PR #935, opened 2024-07-29
Remove NuppelVideoRecorder

ulmus-scott:
See https://github.com/MythTV/mythtv/projects/4#card-46810801

This reduces external code included in MythTV.  MythTV no longer directly uses liblzo or libmp3lame.

@linuxdude42 this is confusing syntax with the unused parameter https://github.com/MythTV/mythtv/blob/b8de924d9a2706fc6f3f1b65707f6cd2ea6a2483/mythtv/libs/libmythtv/CMakeLists.txt#L245 

I have removed the instructions for CMake to build liblzo or libmp3lame, but FFmpeg can use them if they exist, so maybe we want to still build them?

##### Checklist


garybuhrmaster:
Does this mean that those that have (potentially) decades worth of nupplerecorder'ed recordings will suddenly be unable to play those recordings and the project will not, as part of an upgrade, automatically transcode (with 1 to 1 guaranteed quality accuracy) those recordings to something fully supported?

ulmus-scott:
This does not change how  .nuv files are played: they are still demuxed and decoded by FFmpeg.  This removes the ability to create new .nuv files (since FFmpeg only has a demuxer).

Existing .nuv files will still play as is and do not need to be transcoded.  (I only have a single small .nuv sample, but it plays fine).

FFmpeg only uses liblzo for testing.  FFmpeg needs libmp3lame for encoding MP3 audio, but it does have other audio encoders and can copy streams from the input to the output without decoding and encoding them.

garybuhrmaster:
> This does not change how .nuv files are played: they are still demuxed and decoded by FFmpeg. This removes the ability to create new .nuv files (since FFmpeg only has a demuxer).

In the past, removing features (not forced by circumstances outside of the projects control) were announced in the current master (warnings with deprecation when used) and removed in the master next, giving time for people to convert to something different (with documentation as to the recommended alternative).  So, announce now, with STRONG deprecation warnings in the logs in v35 (which will be the first time most will see the warnings), and remove no earlier than v36.

Of course the developers may, again, say, damn the torpedoes, and move faster if they choose.

ulmus-scott:
> In the past, removing features (not forced by circumstances outside of the projects control) were announced in the current master (warnings with deprecation when used) and removed in the master next, giving time for people to convert to something different (with documentation as to the recommended alternative). So, announce now, with STRONG deprecation warnings in the logs in v35 (which will be the first time most will see the warnings), and remove no earlier than v36.
> 
> Of course the developers may, again, say, damn the torpedoes, and move faster if they choose.

I suppose that makes sense, but we need input from the others.

Adding something like:
```
LOG(VB_GENERAL, LOG_ALERT, "NuppelVideoRecorder is deprecated and will be "
"removed in a future version of MythTV.  Adjust transcode settings to use "
"FFmpeg or change recorder settings.");
```
to the NuppelVideoRecorder constructor could work, but I have no idea what the changed settings would be.

bennettpeter:
I do not believe the nuppelvideo recorder works any more. A couple of years ago I configured a USB camera in mythtv as a capture card to see whether  it would work. When I created a test recording, the log said it was using nuppelvideo, but nothing was created and the recording failed with numerous errors.

linuxdude42:
A mailing list comment from 2017 says they thought there was agreement to drop support for non-hardware recorders after 29, so this removal has been discussed off and on for quite some time.  I know I brought it up in 2019.

ulmus-scott:
If it doesn't work then there is no problem removing it.  @bennettpeter can you test it again?

Could MpegRecorder or V4L2encRecorder be used instead?  (I couldn't find any documentation on what those were for.)

If we did want to support a software encoding recorder, it should use FFmpeg.  If we don't, it should be possible to set up an external recorder (probably using FFmpeg) to do that.

bennettpeter:
An external recorder can be used. i tested it and put it here : https://github.com/bennettpeter/MythTV-V4L2Capture
I did not implement the analog capture cards in the new web setup. They are grayed out. The only way to set them up would be with mythtv-setup. When I created the web setup I tested mythtv-setup and decided that it was not worth while adding them to the web setup.

ulmus-scott:
@bennettpeter did you have a chance to test if NuppelVideoRecorder works?

ulmus-scott:
Rebased onto master, fixing up the QMake project files from moving ffmpeg-mmx.h and removing the now unused `libmythtv/recorders/vbitext` directory.

@bennettpeter did you have a chance to test if NuppelVideoRecorder works?

ulmus-scott:
Has anyone been able to test if NuppelVideoRecorder works in master?

linuxdude42:
The latest changes compile when using "make", and when using "cmake" for linux builds.  They fail for all "cmake" android builds because of two remaining references to lzo, [here](https://github.com/MythTV/mythtv/blob/0970091f4d93e2b97b8b774a07ae8fa36c4f1c21/mythtv/cmake/MythFindPackages.cmake#L204) and [here](https://github.com/MythTV/mythtv/blob/0970091f4d93e2b97b8b774a07ae8fa36c4f1c21/mythtv/libs/libmythtv/cmake/Backend.cmake#L11).

Cmake still needs to build the lame library for the mythmusic plugin. The compiles will complete without it, but the plugin will be disabled.

linuxdude42:
I'm building it for android.

Issue #978, opened 2024-11-29
Forced HDMV PGS subtitles stay on screen past their intended time slot


Glidos:
* **Platform**: Linux

* **MythTV version**: 34 and master

* **Package version**: N/A

* **Component**: mythfrontend

### What steps will reproduce the bug?
Play a video that has HDMV PGS subtitles with at least one forced track. Don't enabled subtitles.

##########

◆ Problem
What is needed is the data above, output in full and exactly as it stands.

◆ Result
PR #935, opened 2024-07-29
Remove NuppelVideoRecorder

ulmus-scott:
See https://github.com/MythTV/mythtv/projects/4#card-46810801

This reduces external code included in MythTV.  MythTV no longer directly uses liblzo or libmp3lame.

@linuxdude42 this is confusing syntax with the unused parameter https://github.com/MythTV/mythtv/blob/b8de924d9a2706fc6f3f1b65707f6cd2ea6a2483/mythtv/libs/libmythtv/CMakeLists.txt#L245 

I have removed the instructions for CMake to build liblzo or libmp3lame, but FFmpeg can use them if they exist, so maybe we want to still build them?

##### Checklist


garybuhrmaster:
Does this mean that those that have (potentially) decades worth of nupplerecorder'ed recordings will suddenly be unable to play those recordings and the project will not, as part of an upgrade, automatically transcode (with 1 to 1 guaranteed quality accuracy) those recordings to something fully supported?

ulmus-scott:
This does not change how  .nuv files are played: they are still demuxed and decoded by FFmpeg.  This removes the ability to create new .nuv files (since FFmpeg only has a demuxer).

Existing .nuv files will still play as is and do not need to be transcoded.  (I only have a single small .nuv sample, but it plays fine).

FFmpeg only uses liblzo for testing.  FFmpeg needs libmp3lame for encoding MP3 audio, but it does have other audio encoders and can copy streams from the input to the output without decoding and encoding them.

garybuhrmaster:
> This does not change how .nuv files are played: they are still demuxed and decoded by FFmpeg. This removes the ability to create new .nuv files (since FFmpeg only has a demuxer).

In the past, removing features (not forced by circumstances outside of the projects control) were announced in the current master (warnings with deprecation when used) and removed in the master next, giving time for people to convert to something different (with documentation as to the recommended alternative).  So, announce now, with STRONG deprecation warnings in the logs in v35 (which will be the first time most will see the warnings), and remove no earlier than v36.

Of course the developers may, again, say, damn the torpedoes, and move faster if they choose.

ulmus-scott:
> In the past, removing features (not forced by circumstances outside of the projects control) were announced in the current master (warnings with deprecation when used) and removed in the master next, giving time for people to convert to something different (with documentation as to the recommended alternative). So, announce now, with STRONG deprecation warnings in the logs in v35 (which will be the first time most will see the warnings), and remove no earlier than v36.
> 
> Of course the developers may, again, say, damn the torpedoes, and move faster if they choose.

I suppose that makes sense, but we need input from the others.

Adding something like:
```
LOG(VB_GENERAL, LOG_ALERT, "NuppelVideoRecorder is deprecated and will be "
"removed in a future version of MythTV.  Adjust transcode settings to use "
"FFmpeg or change recorder settings.");
```
to the NuppelVideoRecorder constructor could work, but I have no idea what the changed settings would be.

bennettpeter:
I do not believe the nuppelvideo recorder works any more. A couple of years ago I configured a USB camera in mythtv as a capture card to see whether  it would work. When I created a test recording, the log said it was using nuppelvideo, but nothing was created and the recording failed with numerous errors.

linuxdude42:
A mailing list comment from 2017 says they thought there was agreement to drop support for non-hardware recorders after 29, so this removal has been discussed off and on for quite some time.  I know I brought it up in 2019.

ulmus-scott:
If it doesn't work then there is no problem removing it.  @bennettpeter can you test it again?

Could MpegRecorder or V4L2encRecorder be used instead?  (I couldn't find any documentation on what those were for.)

If we did want to support a software encoding recorder, it should use FFmpeg.  If we don't, it should be possible to set up an external recorder (probably using FFmpeg) to do that.

bennettpeter:
An external recorder can be used. i tested it and put it here : https://github.com/bennettpeter/MythTV-V4L2Capture
I did not implement the analog capture cards in the new web setup. They are grayed out. The only way to set them up would be with mythtv-setup. When I created the web setup I tested mythtv-setup and decided that it was not worth while adding them to the web setup.

ulmus-scott:
@bennettpeter did you have a chance to test if NuppelVideoRecorder works?

ulmus-scott:
Rebased onto master, fixing up the QMake project files from moving ffmpeg-mmx.h and removing the now unused `libmythtv/recorders/vbitext` directory.

@bennettpeter did you have a chance to test if NuppelVideoRecorder works?

ulmus-scott:
Has anyone been able to test if NuppelVideoRecorder works in master?

linuxdude42:
The latest changes compile when using "make", and when using "cmake" for linux builds.  They fail for all "cmake" android builds because of two remaining references to lzo, [here](https://github.com/MythTV/mythtv/blob/0970091f4d93e2b97b8b774a07ae8fa36c4f1c21/mythtv/cmake/MythFindPackages.cmake#L204) and [here](https://github.com/MythTV/mythtv/blob/0970091f4d93e2b97b8b774a07ae8fa36c4f1c21/mythtv/libs/libmythtv/cmake/Backend.cmake#L11).

Cmake still needs to build the lame library for the mythmusic plugin. The compiles will complete without it, but the plugin will be disabled.

linuxdude42:
I'm building it for android.

Issue #978, opened 2024-11-29
Forced HDMV PGS subtitles stay on screen past their intended time slot


Glidos:
* **Platform**: Linux

* **MythTV version**: 34 and master

* **Package version**: N/A

* **Component**: mythfrontend

### What steps will reproduce the bug?
Play a video that has HDMV PGS subtitles with at least one forced track. Don't enabled subtitles.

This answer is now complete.